Scientists make important discovery in 50-year barley mystery
Researchers at the International Barley Hub, based The James Hutton Institute, searching for ways to make barley a more sustainable crop, have solved the mystery of a barley mutant called desynaptic8, first discovered in the 1970s.
A recent study, published in the Journal of Experimental Botany explains why the chromosomes in these plants do not separate properly during reproduction, causing the plant to produce fewer seeds.
Using modern genetic tools, they discovered that desynaptic8 is caused by damage to HvXRCC2, the barley version of a DNA repair gene also found in humans.
The International Barley Hub (IBH) promotes scientific discovery and innovation to future-proof barley, the predominant crop grown in Scotland and is part of a £62m investment through the Tay Cities Region Deal (TCRD) a partnership between local, Scottish and UK governments and the private, academic and voluntary sectors. Climate change and other environmental challenges, coupled with an increasing demand for the crop means that research into genetics and breeding is vitally important to safeguard production and ensure a sustainable future for this most critical of crops.
“You can think of meiosis as nature’s way of shuffling a deck of cards. Understanding how this shuffling works can help breeders develop improved barley varieties faster.”
Dr Isabelle Colas – The James Hutton Institute
Dr Isabelle Colas, deputy director of the International Barley Hub (IBH) and lead author of the report explains more: “The barley crop that farmers grow for food, animal feed, and malting, is dependent on plant breeding to develop new varieties that yield more, resist disease, and cope better with changing weather.
“At the heart of the breeding process is a natural event called meiosis, where plants mix their genetic information to create the next generation. During meiosis, chromosomes exchange pieces of DNA in events known as crossovers. These swaps help chromosomes separate properly and create new combinations of traits. Without enough crossovers, plants can become partly sterile and produce fewer seeds.
“You can think of meiosis as nature’s way of shuffling a deck of cards. Each seed in a crossing programme gets a slightly different mix of traits, giving breeders the variation they need to select better plants. Understanding how this shuffling works can help breeders develop improved barley varieties faster and at lower cost.”
In barley and other cereal crops, genes do not mix evenly, which makes breeding new varieties slower.

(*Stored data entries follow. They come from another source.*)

PR #1267, opened 2021-06-23
BXC-3187 - Create common-utils module

bbpennel:
https://jira.lib.unc.edu/browse/BXC-3187

* Splits a new common-utils module out from the metadata module
* A few updates to remove unnecessary dependencies


common-utils/src/test/java/edu/unc/lib/boxc/common/util/DateTimeUtilTest.java
```diff
@@ -78,15 +47,13 @@ public void utcToDateTimeTest() throws Exception {
...
         assertEquals(1, date.getDayOfMonth());
-        assertEquals(17, date.getHourOfDay());
         assertEquals(13, date.getMinuteOfHour());
         assertEquals(14, date.getSecondOfMinute());
 
         date = DateTimeUtil.parseUTCToDateTime("2004-02-04T12:13:14.005");
         assertEquals(2004, date.getYear());
         assertEquals(2, date.getMonthOfYear());
         assertEquals(4, date.getDayOfMonth());
-        assertEquals(17, date.getHourOfDay());
```
lfarrell, line 89: We don't want the hour anymore?

lfarrell (changes requested):

common-utils/src/test/java/edu/unc/lib/boxc/common/util/DateTimeUtilTest.java
bbpennel: The test was failing because of timezone issues in gh actions, although I'm realizing now its because I removed the jodatime setting of the timezone. I've added that and the hour checks back in. I'm kind of confused why the test passed both during and outside of daylight saving since I'd think the hour would be impacted, but I guess it's passed all this time.

I spent a while trying to remove the jodatime dependencies in this class since its the only place in the application that uses it, but java.time doesn't have an extensive ISO8601 parsing utility, which we are using to interpret dates from MODS records.

lfarrell: Ah, the joy of dates

lfarrell (approved):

Scientists hoped that removing a gene called XRCC2, which is known to improve gene mixing in the model plant Arabidopsis thaliana, might also help barley breeding.
However, in barley the result was very different. Without HvXRCC2, cell division during reproduction goes wrong, gene mixing drops by about 40%, and chromosomes do not separate properly, all leading to poor seed production.
Because of this, HvXRCC2 is not a useful target for barley breeding. The study shows that genes can behave very differently across species and highlights why crop-specific research is essential to avoid wasted effort and develop better crops for the future.